PR #1387, opened 2024-02-05
feat(db): Add new email settings

boxbeam:


ee/tabby-db/src/email_setting.rs
wsxiaoys, line 1: update daos as well?

wsxiaoys, line 1: add params to update_email_setting as well?

ee/tabby-db/src/email_setting.rs
```diff
@@ -10,13 +10,16 @@ pub struct EmailSettingDAO {
     pub smtp_username: String,
     pub smtp_password: String,
     pub smtp_server: String,
+    pub from_address: Option<String>,
+    pub encryption: String,
```
wsxiaoys, line 14: use an enum

ee/tabby-db/src/email_setting.rs
```diff
@@ -10,13 +10,16 @@ pub struct EmailSettingDAO {
...
+    pub auth_method: String,
```
wsxiaoys, line 15: ditto

ee/tabby-webserver/src/schema/email.rs
```diff
@@ -1,11 +1,16 @@
...
 
-#[derive(GraphQLObject)]
+#[derive(GraphQLObject, Validate)]
 pub struct EmailSetting {
     pub smtp_username: String,
+    #[validate(url)]
     pub smtp_server: String,
+    pub from_address: String,
+    pub encryption: String,
+    pub auth_method: String,
```
wsxiaoys, line 13: 12/13 should be enum

ee/tabby-db/src/email_setting.rs
```diff
@@ -10,13 +10,16 @@ pub struct EmailSettingDAO {
     pub smtp_username: String,
     pub smtp_password: String,
     pub smtp_server: String,
+    pub from_address: Option<String>,
```
wsxiaoys, line 13: still wanna add port field?

ee/tabby-webserver/src/schema/email.rs
```diff
@@ -1,11 +1,16 @@
 use anyhow::Result;
 use async_trait::async_trait;
 use juniper::GraphQLObject;
+use validator::Validate;
 
-#[derive(GraphQLObject)]
+#[derive(GraphQLObject, Validate)]
```
wsxiaoys, line 6: create separate struct for validation, eg EnailSettingInput

wsxiaoys (changes requested):

ee/tabby-webserver/src/schema/email.rs
```diff
@@ -1,11 +1,120 @@
...
+    field: &'static str,
+    value: &T,
+) -> ValidationError {
+    let mut err = ValidationError::new(msg);
+    err.add_param(field.into(), value);
+    err
+}
+
+impl EmailSetting {
+    pub fn new_validate(
```
wsxiaoys, line 63: I don't think we should do validate in this direction (the data is already in db, thus no need to implement it as a ValidationError).

I'll suggest:
1. keep the implementation, but return an `anyhow::Error`
2. In EmailService::get_email_setting, whenever a readed record is not valid (new_validate failed):
    - delete the email setting record from database.
    - return None instead.

ee/tabby-webserver/src/schema/email.rs
```diff
@@ -1,11 +1,120 @@
...
+        Ok(EmailSetting {
+            smtp_username,
+            smtp_server,
+            from_address,
+            encryption,
+            auth_method,
+        })
+    }
+
+    pub fn convert_encryption(encryption: &str) -> Result<Encryption, ValidationError> {
```
wsxiaoys, line 91: I suggest just use serde serialize / deserialize to parse / serialize the enums. (though still return an anyhow error if deserialize failed)

ee/tabby-webserver/src/schema/mod.rs
```diff
@@ -434,10 +435,20 @@ impl Mutation {
         smtp_username: String,
         smtp_password: Option<String>,
         smtp_server: String,
+        from_address: Option<String>,
+        encryption: Encryption,
+        auth_method: AuthMethod,
     ) -> Result<bool> {
```
wsxiaoys, line 441: require admin.

also for `email_setting` query and `delete_email_setting` mutation.

wsxiaoys (changes requested):

ee/tabby-webserver/src/schema/email.rs
boxbeam: I don't think using serde here really makes sense. We would need to implement a custom Serializer/Deserializer. I considered using strum as well, but pulling that in just for this also seems overkill. I think it's fine to have a few string-based match statements for now until we have enough of them that it warrants conversion to strum, which I think we should prefer over serde for direct string <-> enum mapping.

crates/tabby-common/src/enum_conversion.rs
wsxiaoys, line 1: Move this to tabby-webserver (schema/macros.rs)

ee/tabby-webserver/src/schema/email.rs
```diff
@@ -1,11 +1,70 @@
...
+        auth_method: String,
+    ) -> Result<Self> {
+        if !validate_url(&smtp_server) {
+            return Err(anyhow!("Invalid smtp server address"));
+        }
+
+        let encryption = Encryption::from_db_str(&encryption)?;
+        let auth_method = AuthMethod::from_db_str(&auth_method)?;
+
+        let from_address = from_address.unwrap_or_else(|| smtp_username.clone());
```
wsxiaoys, line 59: when from_address is null, return error.

ee/tabby-db/migrations/0011_new-email-settings.up.sql
```diff
@@ -0,0 +1,3 @@
+ALTER TABLE email_setting ADD COLUMN from_address VARCHAR(255);
+ALTER TABLE email_setting ADD COLUMN encryption VARCHAR(255) NOT NULL DEFAULT 'SSL/TLS';
```
wsxiaoys: consistent with enum?

ee/tabby-db/migrations/0011_new-email-settings.up.sql
```diff
@@ -0,0 +1,3 @@
...
+ALTER TABLE email_setting ADD COLUMN auth_method VARCHAR(255) NOT NULL DEFAULT 'PLAIN';
```
wsxiaoys: ditto

ee/tabby-webserver/src/service/email.rs
```diff
@@ -76,22 +108,40 @@ pub async fn new_email_service(db: DbConn) -> Result<impl EmailService> {
...
+        };
+        Ok(Some(creds))
     }
 
     async fn update_email_setting(
         &self,
         smtp_username: String,
         smtp_password: Option<String>,
         smtp_server: String,
+        from_address: Option<String>,
```
wsxiaoys, line 129: this should be required field from service / graphql api perspective

wsxiaoys (changes requested):

crates/tabby-common/src/enum_conversion.rs
```diff
@@ -0,0 +1,30 @@
+use anyhow::Result;
+
+pub trait DatabaseSerializable: Sized {
+    fn as_db_str(&self) -> &'static str;
+    fn from_db_str(s: &str) -> Result<Self>;
+}
+
+#[macro_export]
```
boxbeam, line 8: Could also have it generate it using the name of the variant as the string, but I wanted to avoid that in case we have variants that use a different db name for casing or formatting

ee/tabby-webserver/src/schema/email.rs
```diff
@@ -1,11 +1,70 @@
...
+use validator::validate_url;
+
+#[derive(GraphQLEnum, Clone, Debug)]
+pub enum Encryption {
+    StartTls,
+    SslTls,
+    None,
+}
+
+enum_mapping!(
```
wsxiaoys, line 14: put this in `dao.rs`

ee/tabby-webserver/src/schema/email.rs
boxbeam: Why not just take `String` instead of `Option<String>` then?

ee/tabby-webserver/src/schema/email.rs
```diff
@@ -1,11 +1,70 @@
...
+);
+
+#[derive(GraphQLEnum, Clone, Debug)]
+pub enum AuthMethod {
+    Plain,
+    Login,
+    XOAuth2,
+}
+
+enum_mapping!(
```
wsxiaoys, line 28: ditto

ee/tabby-db/migrations/0011_new-email-settings.up.sql
boxbeam: They are now

ee/tabby-webserver/src/schema/email.rs
wsxiaoys: that works as well. but since new_validate takes data from db side, it does have a chance being null (and you'll need to check it before calling try_from then)

boxbeam: Right. I had thought we wanted to allow this to be None too, and maybe just emit a warning about it rather than an error. An error would cause the entire settings object to be discarded and no email could be sent, so if we make it an error the migration immediately breaks your settings.

ee/tabby-db/src/conversions.rs
wsxiaoys, line 1: rename to enum.rs

ee/tabby-db/src/lib.rs
```diff
@@ -7,6 +7,7 @@ pub use repositories::RepositoryDAO;
 use sqlx::{query, query_scalar, Pool, Sqlite, SqlitePool};
 pub use users::UserDAO;
 
+pub mod conversions;
```
wsxiaoys: export DatabaseSerializable / enum_mapping directly

ee/tabby-db/src/conversions.rs
```diff
@@ -0,0 +1,28 @@
+pub trait DatabaseSerializable: Sized {
```
wsxiaoys:
```suggestion
pub trait DbEnum: Sized {
```

ee/tabby-db/src/conversions.rs
```diff
@@ -0,0 +1,28 @@
...
+    fn as_db_str(&self) -> &'static str;
+    fn from_db_str(s: &str) -> anyhow::Result<Self>;
+}
+
+#[macro_export]
+macro_rules! enum_mapping {
```
wsxiaoys: 1. if convinent, can this being implemented as an derivation macro? (e.g DbSerializable)
2. If not, I prefer making the traits implementation explicit at this stage, just for better readability

ee/tabby-webserver/src/schema/email.rs
wsxiaoys: discussed in slack

ee/tabby-webserver/src/service/email.rs
```diff
@@ -76,22 +107,38 @@ pub async fn new_email_service(db: DbConn) -> Result<impl EmailService> {
...
     async fn get_email_setting(&self) -> Result<Option<EmailSetting>> {
         let creds = self.db.read_email_setting().await?;
-        Ok(creds.map(Into::into))
+        let Some(creds) = creds else {
+            return Ok(None);
+        };
+        let creds = creds.try_into();
+        let Ok(creds) = creds else {
+            warn!(
+                "Email settings are corrupt, please inspect or reset them with deleteEmailSetting"
```
wsxiaoys, line 116: let's delete the record on behalf of user. (call self.db.delete_email_setting here)

ee/tabby-db/src/conversions.rs
```diff
@@ -0,0 +1,28 @@
+pub trait DatabaseSerializable: Sized {
+    fn as_db_str(&self) -> &'static str;
```
wsxiaoys:
```suggestion
    fn as_enum_str(&self) -> &'static str;
```

ee/tabby-db/src/conversions.rs
```diff
@@ -0,0 +1,28 @@
...
+    fn from_db_str(s: &str) -> anyhow::Result<Self>;
```
wsxiaoys:
```suggestion
    fn from_enum_str(s: &str) -> anyhow::Result<Self>;
```

wsxiaoys (changes requested):

ee/tabby-db/src/conversions.rs
boxbeam: I could certainly do that, we'd just have to define a new crate for it. Maybe we could make a `tabby-macros` crate?

ee/tabby-webserver/src/schema/email.rs
```diff
@@ -1,11 +1,55 @@
...
 pub struct EmailSetting {
     pub smtp_username: String,
     pub smtp_server: String,
+    pub from_address: String,
+    pub encryption: Encryption,
+    pub auth_method: AuthMethod,
+}
+
+impl EmailSetting {
+    pub fn new_validate(
```
wsxiaoys, line 31: as discussed, move this to dao.rs so you don't have to include tabby_db herer.

ee/tabby-webserver/src/schema/email.rs
```diff
@@ -1,11 +1,55 @@
...
 
 #[derive(GraphQLObject)]
 pub struct EmailSetting {
     pub smtp_username: String,
     pub smtp_server: String,
+    pub from_address: String,
+    pub encryption: Encryption,
+    pub auth_method: AuthMethod,
+}
+
```
wsxiaoys, line 29: add EmailSettingInput oject

wsxiaoys (changes requested):

ee/tabby-webserver/src/schema/email.rs
```diff
@@ -1,11 +1,39 @@
...
+#[derive(GraphQLObject, Validate)]
+pub struct EmailSettingInput {
+    #[validate(email)]
```
wsxiaoys, line 31: smtp_username doesn't have to be email address,

example for aws:

image

ee/tabby-webserver/src/schema/email.rs
```diff
@@ -1,11 +1,39 @@
...
+    pub smtp_username: String,
+    #[validate(email)]
+    pub from_address: String,
+    #[validate(url)]
+    pub smtp_server: String,
```
wsxiaoys, line 36: missing smtp_password field (optional), authentication field, ...

ee/tabby-webserver/src/schema/email.rs
```diff
@@ -16,6 +44,9 @@ pub trait EmailService: Send + Sync {
         smtp_username: String,
         smtp_password: Option<String>,
         smtp_server: String,
+        from_address: String,
+        encryption: Encryption,
+        auth_method: AuthMethod,
```
wsxiaoys, line 49:
```suggestion
        input: EmailSettingInput
```

Please follow the example in https://github.com/TabbyML/tabby/pull/1419 on `*Input`

ee/tabby-webserver/src/schema/mod.rs
```diff
@@ -468,6 +469,9 @@ impl Mutation {
         smtp_username: String,
         smtp_password: Option<String>,
         smtp_server: String,
+        from_address: String,
+        encryption: Encryption,
+        auth_method: AuthMethod,
```
wsxiaoys, line 474:
```suggestion
        input: EmailSettingInput
```

ditto

ee/tabby-webserver/src/service/dao.rs
```diff
@@ -148,3 +155,66 @@ impl AsID for i32 {
...
+            "plain" => Ok(AuthMethod::Plain),
+            "login" => Ok(AuthMethod::Login),
+            "xoauth2" => Ok(AuthMethod::XOAuth2),
+            _ => Err(anyhow!("{s} is not a valid value for AuthMethod")),
+        }
+    }
+}
+
+impl EmailSetting {
+    pub fn new_validate(
```
wsxiaoys, line 198: I suggest simply moving the content of this function in side of `TryFrom`

ee/tabby-webserver/src/service/email.rs
```diff
@@ -117,13 +179,13 @@ impl EmailService for EmailServiceImpl {
...
-        // TODO: Include invitation link
+        let network_setting = self.db.read_network_setting().await?;
+        let external_url = network_setting.external_url;
         self.send_mail(
             email,
             "You've been invited to join a Tabby workspace!".into(),
             format!("Welcome to Tabby! You have been invited to join a Tabby instance, where you can tap into\
-                AI-driven code completions and chat assistants. Your invite code is {code}, use this at the link\
-                you were given to join the organization."),
+                AI-driven code completions and chat assistants. Your invite code is {code}, go to {external_url} to join!"),
```
wsxiaoys, line 188: Generate the url directly, in format of `{external_url}/auth/signup?invitationCode={code}`

wsxiaoys (changes requested):

ee/tabby-webserver/src/service/email.rs
```diff
@@ -76,23 +111,44 @@ pub async fn new_email_service(db: DbConn) -> Result<impl EmailService> {
...
-        )
-        .await?;
-        // TODO: make from address being configurable in EmailSettings.
-        *self.from.write().await = smtp_username.clone();
+        let input = EmailSettingInput {
+            smtp_username,
+            from_address,
+            smtp_server,
+        };
+        input.validate()?;
```
wsxiaoys, line 140: Please follow the example in https://github.com/TabbyML/tabby/pull/1419 on *Input

validate should be called at graphql api layer to properly construct ValidationErrors

boxbeam: This PR calls it in the service layer: https://github.com/TabbyML/tabby/pull/1419/files#diff-e0b0fc890e043329c44fcced75dee758af00d7637d9bd0a81e93cce1346935d4R17

wsxiaoys (commented):
Otherwise LGTM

^^^^^^^^

▸ Task objective
Find every line in the records that has the word "TODO". Copy those lines.

▸ The completed task
-        // TODO: Include invitation link
-        // TODO: make from address being configurable in EmailSettings.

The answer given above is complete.